Oh, buen Maestro despierta

Título en inglésMaster the tempest is raging
Letra 1874Mary Ann Baker
Música 1874H. R. Palmer
Versión en españolVicente Mendoza
Texto BíblicoMarcos 4:39
Himnario
Adventista
Presbiteriano
# Título
414 ¡Oh, buen Maestro, despierta!
369 ¡Maestro, se encrespan las aguas!

Mary Ann Baker nació en 1837. No hay prácticamente ninguna información sobre su infancia, estudios o vida familiar. Lo único que se sabe sobre ella es que era miembro de la Iglesia Bautista, residía en Chicago, Illinois, y lo que ella misma dijo al narrar los acontecimientos que la llevaron a escribir la letra del himno Oh buen Maestro Despierta en 1874.
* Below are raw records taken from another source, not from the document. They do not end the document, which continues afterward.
PR #2294, opened 2017-04-06
Return 404 when a path variable can't be found

ersinciftci:
We were returning an empty list if a list-returning API has a path parameter and
that parameter can't be found in DB. Now we will return 404 in those cases.
This only applies to path parameters, nothing changed about query or body parameters.

### DIFF
--- a/service/src/main/java/org/cbioportal/service/impl/ClinicalAttributeServiceImpl.java
+++ b/service/src/main/java/org/cbioportal/service/impl/ClinicalAttributeServiceImpl.java
@@ -1,10 +1,13 @@
 package org.cbioportal.service.impl;
 
+import org.cbioportal.model.CancerStudy;
 import org.cbioportal.model.ClinicalAttribute;
 import org.cbioportal.model.meta.BaseMeta;
 import org.cbioportal.persistence.ClinicalAttributeRepository;
 import org.cbioportal.service.ClinicalAttributeService;
+import org.cbioportal.service.StudyService;
 import org.cbioportal.service.exception.ClinicalAttributeNotFoundException;
+import org.cbioportal.service.exception.StudyNotFoundException;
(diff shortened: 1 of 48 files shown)


service/src/main/java/org/cbioportal/service/impl/ClinicalAttributeServiceImpl.java
```diff
@@ -52,15 +59,19 @@ public ClinicalAttribute getClinicalAttribute(String studyId, String clinicalAtt
     @PreAuthorize("hasPermission(#studyId, 'CancerStudy', 'read')")
     public List<ClinicalAttribute> getAllClinicalAttributesInStudy(String studyId, String projection, Integer pageSize,
                                                                    Integer pageNumber, String sortBy,
-                                                                   String direction) {
+                                                                   String direction) throws StudyNotFoundException {
+
+        studyService.getStudy(studyId);
```
onursumer: Why don't we use the return value here? Is it only called to trigger the exception condition?

ersinciftci: Yes, we don't need the return value, as long as doesn't throw an exception, we continue.

pieterlukasse: maybe add a comment on top of each place like this? The unaware developer might be tempted to remove it at the first sight, since it looks like it is serving no purpose while the contrary is true (i.e. it is absolutely critical that this line is there).

ersinciftci: Yeah it sucks that there is no way to indicate my purpose in this case other than comments (comments are my last resort, I try to make the code more clear by changing the code itself before adding comments), but yeah in this case it seems we need it, and Onur's question proves it. I'll add them.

El Doctor Palmer me pidió preparar varios himnos para las lecciones de escuela dominical de ese periodo. Uno de los temas era ‘Cristo Calma la Tempestad’. Expresaba ampliamente una experiencia por la que yo había pasado recientemente y este himno fue el resultado. Mi muy amado y único hermano varón había descendido al sepulcro, victima de la misma enfermedad que se había llevado ya a mi padre y a mi madre. Su muerte sucedió bajo circunstancias especialmente desalentadoras. Estaba a más de mil milla de distancia de su casa, buscando en el cálido aire del soleado Sur la salud que nuestro clima más frío no podía darle. De repente empeoró. El escribano estaba enfermo y no podía ir hasta donde él se encontraba. Por dos semanas las largas líneas de los mensajes del telégrafo llevaron y trajeron mensajes entre el moribundo hermano y sus hermanas ansiosas, cuando nos llegó la noticia de que nuestro amado hermano ya no moraba más en esta tierra. Aunque no lamentamos como los que no tienen esperanza, y aunque yo había creído desde mi temprana edad y siempre había deseado entregar una vida consagrada y de obediencia al Maestro, ante esta dispensación de la divina providencia mostré malvada rebeldía. Dije en mi corazón que Dios no se preocupaba por mí ni por los míos. Pero la voz del Maestro calmó la tempestad en mi corazón no santificado, y lo trajo a la calma de una fe más profunda y una confianza más perfecta.

Mary A. Baker

La música fue compuesta por H. R. Palmer ese mismo año y fue publicado en una compilación titulada Songs of love for the Bible School (Canciones de amor para la Escuela Bíblica). Sin embargo, el hecho que hizo ganar la mayor popularidad al himno Oh buen maestro despierta, fue el atentado contra la vida del presidente Garfield en 1881. Durante los dos meses de su convalecencia este himno fue entonado en las iglesias y hogares de todo el país, como una forma de pedir a Dios por la vida del moribundo presidente. Cuando falleció el 19 de septiembre, se entonó este himno en muchos eventos en memoria del difunto presidente. Sobre este acontecimiento Mary Ann escribió:

Supuse que el himno había echo su trabajo y ahora iría a descansar. Pero, durante las semanas en que nuestra nación mantuvo vigilia junto al lecho nuestro muy amado presidente Garfield, fue republicado como especialmente apropiado para la ocasión, y cantado en algunos de los muchos servicios funerales realizados por todos los Estados Unidos. Me sorprendió mucho que este humilde himno hubiera cruzado los mares se cantara en tierras lejanas para honrar el nombre del Salvador.

Mary A. Baker

Este himno fue traducido al español por Vicente Mendoza.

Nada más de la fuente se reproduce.